Montag, 29. November 2021

Der sonderbare Tag des Lord Grimsby – Ein Krimi mit Augenzwinker

 

 


 

Der sonderbare Tag des Lord Grimsby ist der Einstieg in die dritte Staffel des Podcast „Kein Mucks“ produziert von Radio Bremen, glanzvoll ausgewählt und präsentiert von Bastian Pastewka. In diesem Podcast werden alte Klassiker der Kriminalhörspieleszene ausgegraben und mit launigem Kennerton präsentiert. Lord Grimsby z.B. stammt aus dem Jahr 1959! Die ersten beiden Staffeln waren bei den Hörern so beliebt, daß Radio Bremen jetzt bis März 2022 eine dritte Staffel nachreicht. Es sagt einiges über das Hörerinteresse aus: Die ersten beiden Staffeln wurden mehr als 5 Millionen mal wiedergegeben (Audiothek, Apple und Spotify). Auch die neue Episode ist unmittelbar nach Erscheinen an der Spitze der Rubrik: Meist gehört.

 

Die Handlung

 

Lord Grimsby erlebt auf seinem noblen Landsitz einen Tag voller Überraschungen und Schreckensszenarien. Auf Grimsby Hall lebt der Lord mit seiner Dienerschaft und der engsten Verwandtschaft im Stile des reichen, wohlerzogenen Adligen.
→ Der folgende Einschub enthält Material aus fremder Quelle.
PR #1367, opened 2021-02-09
Constructor overloads

leandroBorgesFerreira:
### Description

This PR adds the overloads for the constructors of some important data classes for the Java users. Instead of passing 10+ parameters to `Message`, a user programming in Java can use just 1 parameter to create it. This can be good to simplify the code and to simplify code for testing purposes. 

It also makes our documentation simpler for the Java parts. 

### Checklist

- Changelog updated with client-facing changes
- [x] Reviewers added


zsmb13:
For Java users, you can already do this:

```java
Message message = new Message();
message.setId("some-id");
message.setText("Hello world");
```

stream-chat-android-client/api/stream-chat-android-client.api
```diff
@@ -2241,6 +2241,40 @@ public final class io/getstream/chat/android/client/models/Member : io/getstream
...
+	public fun <init> (Ljava/lang/String;Ljava/lang/String;Ljava/lang/String;Ljava/lang/String;Ljava/lang/String;Ljava/lang/String;Ljava/util/List;Ljava/util/List;Ljava/util/List;ILjava/util/Map;Ljava/util/Map;Lio/getstream/chat/android/client/utils/SyncStatus;Ljava/lang/String;Ljava/util/List;Ljava/util/List;Ljava/util/Date;Ljava/util/Date;Ljava/util/Date;Ljava/util/Date;Ljava/util/Date;Lio/getstream/chat/android/client/models/User;Ljava/util/Map;ZZLjava/util/Map;ZLio/getstream/chat/android/client/models/ChannelInfo;Lio/getstream/chat/android/client/models/Message;Ljava/lang/String;ZLjava/util/Date;Ljava/util/Date;Lio/getstream/chat/android/client/models/User;)V
```
bychkovdmitry, line 2277: I think this is too much. Unfortunately, users will not be able to specify lets say the 1st and 10th argument. So, IMO doesn't make a lot of sense. I guess what java clients want is a builder here.

bychkovdmitry:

Am späten Morgen wird Grimsby vom Gärtner geweckt, weil die Polizei ihn sprechen will. Grimsby erfährt, dass in der Nacht sein Familienschmuck gestohlen und der Diener ermordet wurde. Beim Adel kein Grund früh aufzustehen! Die beiden Inspektoren machen sich an die Arbeit: Wie im klassischen closed-room-Krimi muss der Täter unter den Anwesenden zu finden sein. Einige wenige Indizien helfen ihnen. Bei der Leiche findet sich ein Dolch, der Lord Grimsby gehört. Daneben liegt Werkzeug, dass sein Neffe Geoffrey verwendet, dessen Hobby das Bauen von Kinderwiegen ist. Im Garten findet sich ein einzelner Pantoffel, der der Haushälterin gehört.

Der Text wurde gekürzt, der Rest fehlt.